Overcoming the China syndrome

Drawing by Niyaz Karim

Drawing by Niyaz Karim

Emerging markets are hot and none is sexier than China. But as the roiling problems in Western Europe unfold a hunt has started for the “best” emerging market to invest into, and China has been getting a free ride while Russia pays double fare.

The answer to “which is best?” is not so easy to identify. From a cursory glance at the dozens of fast growing economies in the new world, China stands out because of its size and 10pc-plus growth. But few commentators go beyond this comparison of size. China’s popularity is really little more than the revival of the Edwardian dream that to put a shirt made in Sheffield on the back of every Chinaman would keep the British mills spinning for a century. It didn’t work then and it probably won’t work now as commentators are happily ignoring the fact that barriers to doing business in China are legion. India is the same size and growing almost as fast but doesn’t have the Sino-sparkle because such a large percentage of its population is so obviously poor and the business obstacles there worse. On the other hand, Russia has the richest population of any emerging market, the lowest poverty rates, one of the most open economies of the big four, but barely gets a mention.

China is having to work a bit harder these days as the press puts forward a dizzying array of options in this beauty parade of economic rookies. The four Bric countries remains the “It girls”, but names such as Indonesia, Korea, Poland, South Africa and Turkey are all increasingly bandied about as possible alternatives or additions to the Bric club. Bric becomes Bic, Brick, Briic, Bricksa, Tbricksa… an alphabet soup of worthy markets to invest into. However, while no one can agree on which market is the best, the one thing nearly all agree on is that Russia is probably the least attractive of the bunch.

“Take the R out of Bric” comments continue to appear and the few opeds that have suggested investing in Russia is a good idea focus on the fact that Russian assets are currently the cheapest in the world and that is all.
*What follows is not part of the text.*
PR #25628, opened 2020-06-16
Show the add new channel button when a user has no notifications

gehtman:
Show the add notification channel button also when there are no notification channels

Users without notifications don't see the add notification button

Does Russia really deserve this caning?

Any serious survey of Russia’s economy quickly shows it is one of the healthiest in the world in terms of its macro fundamentals, but while the minutiae of American and European economic data is reported on daily, Russia’s robust economic health is discarded.

Russia gets slated regularly in the international press – one paper ran a “Russia is a virtual mafia state” front-page story in December – for its corruption.

But corruption is endemic in all the emerging markets. Business is hard in all these markets and companies pay bribes on a daily basis because they have to if they want to work.

Russia also gets rubbished for its “authoritarian government”. Russia is a democracy with real elections and real campaigning. The trouble is it is an immature democracy that doesn’t work very well. China, on the other hand, doesn’t even pretend to be democracy. It is an out-and-out one-party dictatorship, an oligarchy, with all the nasty things that come with that such as summary executions, media control and a total intolerance of opposition politics.

Most of Russia’s abuses of human rights, media freedoms and political opposition pale beside China’s, but that hasn’t stopped foreign investors clambering over each other to invest in China.

Why does Russia get so little credit and China get so much? Clearly the answer is complicated.

First there is the lingering Cold War legacy. Second, Russia is essentially a European culture so it is expected to have a European value system, whereas China is far away and Asian so people expect it to be “different”.

Every time Prime Minister Vladimir Putin mentions the word democracy some British liberal newspapers have fits. But is it fair to expect a country in the middle of one of the greatest political transitions in history to adopt a full-blown democracy overnight? No one cares. Is it right to ignore China’s failure to do anything on this front? No one cares – at least not while they are making money.

The Kremlin has also done itself no favours by doing so little PR. Journalists are left to write what they like, however outrageous, without rebuttal.

By contrast, China has been extremely savvy in wooing the West, spending billions on the Olympics and the trade fair in Shanghai.

It has successfully created the illusion of a wunderkind of the emerging world while it continues to persecute Tibetans and Uighurs with impunity, to mention one issue.

Finally Russia’s poor image is due to ignorance. The endless negative press has created a barrier that many are unwilling to look over. Warren Buffett, probably the most famous investor in the world, says he won’t even look at Russia, and Jim Rogers, a slightly less famous titan of the banking world, says the same thing.

The Kremlin needs to get its act together because to be a truly capitalist country you need to sell things and to sell things you need to do some marketing.

Winning the right to host the World Cup in 2018 was a good start, but the Kremlin needs to do a whole lot more.

Ben Aris is the editor of Business New Europe magazine.